Корень вопроса при обсуждении же, темы о науке и нравственности заключается, видимо, не просто в том, чтобы понять, как вообще соотносятся два этих явления. Для всех нас, имеющих какое-то отношение к науке, источник беспокойства, а с ним и повышенного интереса к теме, заключается, очевидно, не просто в том, нравственно или безнравственно современное использование достижений науки, нравственно или безнравственно то или другое явление современного научного развития, даже не в том, можем ли мы сегодня, как мы это делали последние 200-300 лет, начиная от эпохи Просвещения и до середины нынешнего века, все еще возлагать надежды на то, что научное развитие по мере достижения в области приобретения и распространения знаний сможет выработать надежную основу для решения наиболее важных проблем человеческого бытия, но в том, может ли вообще наука, как особая форма сознания, быть и оставаться высшей инстанцией при решении всех без исключения общих, т.е. и мировоззренческих, нравственных и им подобных вопросов? Не являются ли напротив, некоторые, из этих суждений, например. нравственные, в общегуманистическом и мировоззренческом, пускай даже и более абстрактном смысле суждениями более высокого и общего порядка, чем суждения науки как таковой. Подобные вопросы, почти невозможные лет 50-100 назад неожиданно оказались почему-то возможными сегодня, и не только возможными, но чуть ли не естественными. И эта их возможность и естественность как раз и обнаруживает чрезвычайно важные сдвиги, которые произошли в сознании современного человека относительно науки, и научности по сравнению с сознанием людей ближайших к нам предшествующих культурных эпох. Естественность этих вопросов обнаруживает не только глубокое и все более возрастающее недоверие к современному научно-техническому развитию в его материальных формах, и в первую очередь к науке, как бы мы ни понимали ее (Трубников, 1990, с.278,279).

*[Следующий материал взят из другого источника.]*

PR #5363, opened 2020-11-23
Issue 4902: (SLTS) - Implement more efficient eviction cache for ReadIndexCache

### LINKED ISSUE #4902: PDP-34 Simplified-LTS : Implement more efficient eviction cache for ReadIndexCache in ChunkManager layer.
**Problem description**
ReadIndexCache is supposed to cache the most recently used `<start offset, chunk name>` tuples in memory using LRU strategy.
During eviction the current implementation scans all cached entries for given segment which is inefficient.

**Problem location**
io.pravega.segmentstore.storage.chunklayer.ReadIndexCache::evictChunks

Use Guava cache as underlying cache implementation. 
Correctly handle cleaning up auxiliary data structures when entries are evicted. (Eg ConcurrentSkipList based per segment index)

sachin-j-joshi:

**Change log description**  
Use Guava cache as underlying cache implementation for chunklayer.ReadIndexCache.
Correctly handle cleaning up auxiliary data structures when entries are evicted. (Eg ConcurrentSkipList based per segment index)
Get rid of per segment limit.

**Purpose of the change**  
Fixes #4902 
ReadIndexCache is supposed to cache the most recently used <start offset, chunk name> tuples in memory using LRU strategy.
During eviction the current implementation scans all cached entries for given segment which is inefficient.

**What the code does**  
Use Guava cache as underlying cache implementation for chunklayer.ReadIndexCache.
It has two caches 
1. Cache that holds segment name to reverse lookup Index <start offset, chunk name> map. 
2. Cache for tracking all chunk index entries.

It correctly handles cleaning up auxiliary data structures when entries are evicted. (Eg ConcurrentSkipList based per segment index)
It also gets rid of per segment limit.

**How to verify it**  
All tests should pass.


segmentstore/storage/src/main/java/io/pravega/segmentstore/storage/chunklayer/ReadIndexCache.java
```diff
@@ -86,59 +65,35 @@ public ReadIndexCache(int maxIndexedSegments, int maxIndexedChunksPerSegment, in
...
-        SegmentReadIndex readIndex = segmentsToReadIndexMap.get(streamSegmentName);
-
-        if (null == readIndex) {
-            // Evict segments if required.
-            if (maxIndexedSegments < segmentsToReadIndexMap.size() + 1 || maxIndexedChunks < totalChunkCount.get() + 1) {
-                evictSegmentsFromOldestGeneration();
+    private SegmentReadIndex getSegmentReadIndex(String streamSegmentName, boolean createIfNotPresent) {
+        SegmentReadIndex readIndex = segmentsReadIndexCache.getIfPresent(streamSegmentName);
+        if (null == readIndex && createIfNotPresent) {
+            synchronized (segmentsReadIndexCache) {
```
andreipaduroiu, line 71: Guava cache is synchronized. Why are you re-synchronizing?

andreipaduroiu (changes requested):
Consider using `SimpleCache` in `common`. Based on what I observe you use Guava for (simple, in-memory computations), the `SimpleCache` should be much faster than the Guava  Cache. 

See `DynamicLoggerImpl.java` and `SegmentStatsRecorderImpl.java` for examples of how this has been used to replace Guava Cache. For these instances, the Guava Cache had enough overhead to show up substantially (4%+) in our flame graphs, which is the reason that `SimpleCache` exists now.

segmentstore/storage/src/main/java/io/pravega/segmentstore/storage/chunklayer/ReadIndexCache.java
sachin-j-joshi: Multiple threads might find that entry does not exist and might race to create the entry for the first time. (This code is invoked only once per segment)

I did not find clean putIfNotPresent equivalent method.

andreipaduroiu: SimpleCache has putIfAbsent. Check it out

sachin-j-joshi:
@andreipaduroiu For now let's keep Guava based cache. 
I'll replace it later with SimpleCache as a separate PR after running benchmark.

andreipaduroiu (approved):
Please file a Github issue for 0.10.0 and assign it to yourself to make use of the SimpleCache.

PR #98, opened 2019-09-19
check_compliance.py: show where PyLint is actually run

marc-hb:
Yes, check_compliance.py can run pylint on itself.

### DIFF
--- a/scripts/check_compliance.py
+++ b/scripts/check_compliance.py
@@ -721,7 +721,7 @@ class PyLint(ComplianceTest):
     _doc = "https://www.pylint.org/"
 
     def run(self):
-        self.prepare(ZEPHYR_BASE)
+        self.prepare(os.getcwd())
 
         # Path to pylint configuration file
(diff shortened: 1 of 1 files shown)


scripts/check_compliance.py
```diff
@@ -1057,6 +1057,10 @@ def github_comment(msg):
         github_pr.create_issue_comment(msg)
 
 
+# Cache used by get_bot_comment(). Use 0 instead of None for "no cached value"
+# so that None (no comment) can be cached.
+cached_bot_comment = 0
+
```
ulfalizer: Could put two blanks lines here, just as some PEP 8 zealotry.

marc-hb:
Actually, it's not that simple: you need to `unset ZEPHYR_BASE` to run it on itself. Back to the drawing board.

marc-hb:
See PR #100 for running it in GIT_TOP

PS: PR number #100! Is there a prize?

PR #99, opened 2019-09-19
check_compliance.py: Preserve 'info_msg' better in XML

ulfalizer:
Tabs were getting lost, causing the bot to edit the checkpatch message
to remove them the second time check_compliance.py was run (it's run
multiple times by CI, with test results saved to XML between runs). The
bot edits the comment when the text changes.

This isn't my area, but properly escaping and unescaping text for XML
attributes seems surprisingly tricky. There's
xml.sax.saxutils.quoteattr() for escaping, but there doesn't seem
anything built-in for undoing it.

Just use 'unicode-escape' instead, which should be good enough in
practice. It replaces newlines and tabs with the two-character strings
\n and \t, etc.

junitparser already deals with quotes and stuff.

### DIFF
--- a/scripts/check_compliance.py
+++ b/scripts/check_compliance.py
@@ -174,14 +174,17 @@ class ComplianceTest:
 
         Can be called many times within the same test to add multiple messages.
         """
-        # Hack to preserve newlines in the attribute when tests are saved to
-        # .xml and reloaded. junitparser doesn't seem to handle it correctly.
-        msg = msg.replace("\n", "[newline]")
+        def escape(s):
+            # Hack to preserve e.g. newlines and tabs in the attribute when
+            # tests are saved to .xml and reloaded. junitparser doesn't seem to
+            # handle it correctly, though it does escape stuff like quotes.
+            # unicode-escape replaces newlines with \n (two characters), etc.
+            return s.encode("unicode-escape").decode("utf-8")
 
         if not self.case.info_msg:
-            self.case.info_msg = msg
+            self.case.info_msg = escape(msg)
         else:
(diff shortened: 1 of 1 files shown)


scripts/check_compliance.py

3. Свобода и ответственность ученого
Одним из необходимых условий и особенностей развития науки является свобода научного творчества. Во всех своих аспектах - в психологическом (свобода воли), гносеологическом (свобода как познанная необходимость), социально-политическом (свобода действий), связанных между собой, свобода в области науки проявляется в особых конкретных формах и выступает, как необходимое основание ответственности не только ученого, но и человечества в целом.
Свобода должна проявляться не только во вне и при помощи науки, но и внутри нее самой во всех формах свободы мысли (постановка научных проблем, научная фантазия, предвидение и т.п.), свободы выбора объектов исследований и методов научной работы, свободы действий (эксперимент, практическое использование научных достижений и т.п.), социальной свободы ученого как личности и др. (Медянцева,1973,с.102).

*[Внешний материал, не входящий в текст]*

PR #100, opened 2019-09-19
pylint fixes: don't ignore fatal issues, run in GIT_TOP, logging

marc-hb:
See commit messages.

### DIFF
--- a/scripts/check_compliance.py
+++ b/scripts/check_compliance.py
@@ -723,7 +723,7 @@ class PyLint(ComplianceTest):
     _doc = "https://www.pylint.org/"
 
     def run(self):
-        self.prepare(ZEPHYR_BASE)
+        self.prepare(GIT_TOP)
 
         # Path to pylint configuration file
         pylintrc = os.path.join(os.path.dirname(__file__), "pylintrc")
@@ -738,8 +738,10 @@ class PyLint(ComplianceTest):
             ":!boards/xtensa/intel_s1000_crb/support/create_board_img.py") \
             .splitlines()
 
-        # Filter out everything but Python files
-        py_files = filter_py(files)
+        # Filter out everything but Python files. Keep filenames
+        # relative (to GIT_TOP) to stay farther from any command line
+        # limit.
+        py_files = filter_py(GIT_TOP, files)
         if not py_files:
             return
 
@@ -751,7 +753,7 @@ class PyLint(ComplianceTest):
                 pylintcmd,
                 stdout=subprocess.PIPE,
                 stderr=subprocess.PIPE,
-                cwd=ZEPHYR_BASE)
+                cwd=GIT_TOP)
         except FileNotFoundError:
             self.error("pylint not found. Check that the directory it's in is "
                        "listed in the PATH environment variable.")
@@ -764,15 +766,17 @@ class PyLint(ComplianceTest):
             self.add_failure(stdout.decode("utf-8") + stderr.decode("utf-8"))
 
 
-def filter_py(fnames):
+def filter_py(root, fnames):
     # PyLint check helper. Returns all Python script filenames among the
-    # filenames in 'fnames'. Uses the python-magic library, so that we can
-    # detect Python files that don't end in .py as well. python-magic is a
-    # frontend to libmagic, which is also used by 'file'.
+    # filenames in 'fnames', relative to directory 'root'. Uses the
+    # python-magic library, so that we can detect Python files that
+    # don't end in .py as well. python-magic is a frontend to libmagic,
+    # which is also used by 'file'.
 
     return [fname for fname in fnames
             if fname.endswith(".py") or
-               magic.from_file(fname, mime=True) == "text/x-python"]
+               magic.from_file(os.path.join(root, fname),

Одним из проявлений свободы научного творчества, а следовательно, и ответственности, является способность ученого освободится от предвзятых мнений, умение практически проанализировать свою работу и доброжелательно отнестись к работе другого, увидеть в ней зерна истины. Постоянное сомнение в правильности и достоверности выводов и открытий, является одним из оснований научной добросовестности, чувства ответственности ученого за истинность научных взглядов. Победа сомнений, которой предшествовала интенсивная работа мысли по проверке выводов и выражает подлинную свободу творчества.
Одной из особенностей современной науки является ее все большее сближение с производством, уменьшается дистанция от момента научного открытия до его практического воплощения, ответственность ученого увеличивается. Появляется необходимость того научного риска, без которого невозможно претворение лабораторных результатов и научных выводов в производство в широком масштабе. Таким образом вопрос о практическом применении научных открытий заключает в себе проблему риска, то есть осознания ученым необходимости той смелости, которая выступает одной из конкретных форм проявления ответственности.
Формы проявления научного риска многообразны, но всегда вопрос о нем тесно связан с проблемой моральной ответственности ученого.
В осознании ученым возможности или необходимости определенного научного риска проявляется противоречивый характер свободы научного творчества, с одной стороны, и ответственности - с другой.
Ответственность ученого является оборотной стороной свободы его научного творчества. С одной стороны, ответственность немыслима без свободы, с другой - свобода без ответственности становится произволом.
Когда четкие нравственные критерии утрачивает современный ученый, вооруженный всей мощью современной техники и поддержаный всеми “активами” современных государств, когда он “в интересах науки”, а не из нравственности, а часто и из чисто “эстетического” интереса к “делу”, к открытию и творчеству, как таковому, изобретает наборы ядов, атомное, бактериальное, психопатогенное и т.д. оружие, это смертельно для человечества, не говоря о том, что это смертельно и для науки (Трубников, 1990, с.279).
Среди областей научного знания, в которых особенно остро и напряженно обсуждаются вопросы социальной ответственности ученого и нравственно-этической оценки его деятельности, особое место занимают генная инженерия, биотехнология, биомедецинские и генетические исследования человека, все они довольно близко соприкасаются между собой.
Именно развитие генной инженерии привело к уникальному в истории науки событию, когда в 1975 году ведущие ученые мира добровольно заключили мораторий, временно приостановив - ряд исследований, потенциально опасных не только для человека, но и для других форм жизни на нашей планете.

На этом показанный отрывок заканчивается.